= Assignment =
Line by line, output the data that follows exactly as written.

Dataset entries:
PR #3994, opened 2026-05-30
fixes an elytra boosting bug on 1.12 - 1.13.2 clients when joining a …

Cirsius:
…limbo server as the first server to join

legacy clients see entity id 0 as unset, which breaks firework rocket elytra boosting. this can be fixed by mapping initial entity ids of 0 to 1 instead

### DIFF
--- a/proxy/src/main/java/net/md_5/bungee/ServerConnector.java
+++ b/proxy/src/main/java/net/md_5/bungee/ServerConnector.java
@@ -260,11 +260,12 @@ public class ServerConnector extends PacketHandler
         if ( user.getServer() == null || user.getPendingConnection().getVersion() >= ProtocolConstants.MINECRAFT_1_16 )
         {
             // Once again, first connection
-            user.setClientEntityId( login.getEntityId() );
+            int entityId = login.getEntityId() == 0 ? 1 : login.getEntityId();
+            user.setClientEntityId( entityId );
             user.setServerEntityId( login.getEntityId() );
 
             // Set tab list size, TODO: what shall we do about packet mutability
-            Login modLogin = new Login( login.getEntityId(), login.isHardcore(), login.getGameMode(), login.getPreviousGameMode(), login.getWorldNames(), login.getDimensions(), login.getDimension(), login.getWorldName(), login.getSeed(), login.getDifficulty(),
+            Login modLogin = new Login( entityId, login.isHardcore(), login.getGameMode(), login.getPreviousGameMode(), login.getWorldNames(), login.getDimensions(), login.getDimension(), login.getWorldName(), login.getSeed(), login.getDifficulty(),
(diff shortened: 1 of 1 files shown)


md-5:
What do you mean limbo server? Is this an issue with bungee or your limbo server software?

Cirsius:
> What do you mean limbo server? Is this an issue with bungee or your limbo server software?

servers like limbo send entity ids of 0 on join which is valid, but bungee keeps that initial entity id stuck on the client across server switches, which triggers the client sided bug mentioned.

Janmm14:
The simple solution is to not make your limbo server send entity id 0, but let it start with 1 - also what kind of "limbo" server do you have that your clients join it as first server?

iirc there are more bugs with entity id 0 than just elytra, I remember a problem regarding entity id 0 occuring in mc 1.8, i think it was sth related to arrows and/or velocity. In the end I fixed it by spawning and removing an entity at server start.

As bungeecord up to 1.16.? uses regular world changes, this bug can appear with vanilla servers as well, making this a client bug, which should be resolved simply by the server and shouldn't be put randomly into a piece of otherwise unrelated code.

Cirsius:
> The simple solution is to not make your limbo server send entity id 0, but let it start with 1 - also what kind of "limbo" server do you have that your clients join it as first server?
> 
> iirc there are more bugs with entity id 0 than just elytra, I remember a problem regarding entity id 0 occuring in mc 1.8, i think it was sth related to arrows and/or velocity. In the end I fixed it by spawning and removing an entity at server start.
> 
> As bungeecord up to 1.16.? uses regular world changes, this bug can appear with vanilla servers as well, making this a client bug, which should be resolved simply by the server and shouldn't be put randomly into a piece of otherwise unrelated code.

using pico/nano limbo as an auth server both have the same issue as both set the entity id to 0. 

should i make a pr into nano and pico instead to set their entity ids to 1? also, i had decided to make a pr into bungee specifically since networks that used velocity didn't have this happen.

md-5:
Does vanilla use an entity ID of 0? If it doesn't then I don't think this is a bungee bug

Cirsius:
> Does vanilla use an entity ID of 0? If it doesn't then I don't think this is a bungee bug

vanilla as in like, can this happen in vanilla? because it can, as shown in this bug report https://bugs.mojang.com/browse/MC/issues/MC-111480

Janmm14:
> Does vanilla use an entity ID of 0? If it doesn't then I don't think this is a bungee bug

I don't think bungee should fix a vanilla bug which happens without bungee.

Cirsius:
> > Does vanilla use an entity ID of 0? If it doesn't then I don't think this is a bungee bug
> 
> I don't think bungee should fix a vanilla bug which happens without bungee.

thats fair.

= Answer box =
PR #3994, opened 2026-05-30
fixes an elytra boosting bug on 1.12 - 1.13.2 clients when joining a …

Cirsius:
…limbo server as the first server to join

legacy clients see entity id 0 as unset, which breaks firework rocket elytra boosting. this can be fixed by mapping initial entity ids of 0 to 1 instead

### DIFF
--- a/proxy/src/main/java/net/md_5/bungee/ServerConnector.java
+++ b/proxy/src/main/java/net/md_5/bungee/ServerConnector.java
@@ -260,11 +260,12 @@ public class ServerConnector extends PacketHandler
         if ( user.getServer() == null || user.getPendingConnection().getVersion() >= ProtocolConstants.MINECRAFT_1_16 )
         {
             // Once again, first connection
-            user.setClientEntityId( login.getEntityId() );
+            int entityId = login.getEntityId() == 0 ? 1 : login.getEntityId();
+            user.setClientEntityId( entityId );
             user.setServerEntityId( login.getEntityId() );
 
             // Set tab list size, TODO: what shall we do about packet mutability
-            Login modLogin = new Login( login.getEntityId(), login.isHardcore(), login.getGameMode(), login.getPreviousGameMode(), login.getWorldNames(), login.getDimensions(), login.getDimension(), login.getWorldName(), login.getSeed(), login.getDifficulty(),
+            Login modLogin = new Login( entityId, login.isHardcore(), login.getGameMode(), login.getPreviousGameMode(), login.getWorldNames(), login.getDimensions(), login.getDimension(), login.getWorldName(), login.getSeed(), login.getDifficulty(),
(diff shortened: 1 of 1 files shown)


md-5:
What do you mean limbo server? Is this an issue with bungee or your limbo server software?

Cirsius:
> What do you mean limbo server? Is this an issue with bungee or your limbo server software?

servers like limbo send entity ids of 0 on join which is valid, but bungee keeps that initial entity id stuck on the client across server switches, which triggers the client sided bug mentioned.

Janmm14:
The simple solution is to not make your limbo server send entity id 0, but let it start with 1 - also what kind of "limbo" server do you have that your clients join it as first server?

iirc there are more bugs with entity id 0 than just elytra, I remember a problem regarding entity id 0 occuring in mc 1.8, i think it was sth related to arrows and/or velocity. In the end I fixed it by spawning and removing an entity at server start.

As bungeecord up to 1.16.? uses regular world changes, this bug can appear with vanilla servers as well, making this a client bug, which should be resolved simply by the server and shouldn't be put randomly into a piece of otherwise unrelated code.

Cirsius:
> The simple solution is to not make your limbo server send entity id 0, but let it start with 1 - also what kind of "limbo" server do you have that your clients join it as first server?
> 
> iirc there are more bugs with entity id 0 than just elytra, I remember a problem regarding entity id 0 occuring in mc 1.8, i think it was sth related to arrows and/or velocity. In the end I fixed it by spawning and removing an entity at server start.
> 
> As bungeecord up to 1.16.? uses regular world changes, this bug can appear with vanilla servers as well, making this a client bug, which should be resolved simply by the server and shouldn't be put randomly into a piece of otherwise unrelated code.

using pico/nano limbo as an auth server both have the same issue as both set the entity id to 0. 

should i make a pr into nano and pico instead to set their entity ids to 1? also, i had decided to make a pr into bungee specifically since networks that used velocity didn't have this happen.

md-5:
Does vanilla use an entity ID of 0? If it doesn't then I don't think this is a bungee bug

Cirsius:
> Does vanilla use an entity ID of 0? If it doesn't then I don't think this is a bungee bug

vanilla as in like, can this happen in vanilla? because it can, as shown in this bug report https://bugs.mojang.com/browse/MC/issues/MC-111480

Janmm14:
> Does vanilla use an entity ID of 0? If it doesn't then I don't think this is a bungee bug

I don't think bungee should fix a vanilla bug which happens without bungee.

Cirsius:
> > Does vanilla use an entity ID of 0? If it doesn't then I don't think this is a bungee bug
> 
> I don't think bungee should fix a vanilla bug which happens without bungee.

thats fair.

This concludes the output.